> Activity:
Could you copy out all of the entries exactly?

> Records supplied:
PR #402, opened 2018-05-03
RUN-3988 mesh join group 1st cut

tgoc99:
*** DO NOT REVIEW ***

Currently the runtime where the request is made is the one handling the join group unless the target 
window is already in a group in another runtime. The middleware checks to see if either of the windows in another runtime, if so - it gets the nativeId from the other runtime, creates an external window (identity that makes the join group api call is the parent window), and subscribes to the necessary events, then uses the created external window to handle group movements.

> Answer space:
PR #402, opened 2018-05-03
RUN-3988 mesh join group 1st cut

tgoc99:
*** DO NOT REVIEW ***

Currently the runtime where the request is made is the one handling the join group unless the target 
window is already in a group in another runtime. The middleware checks to see if either of the windows in another runtime, if so - it gets the nativeId from the other runtime, creates an external window (identity that makes the join group api call is the parent window), and subscribes to the necessary events, then uses the created external window to handle group movements.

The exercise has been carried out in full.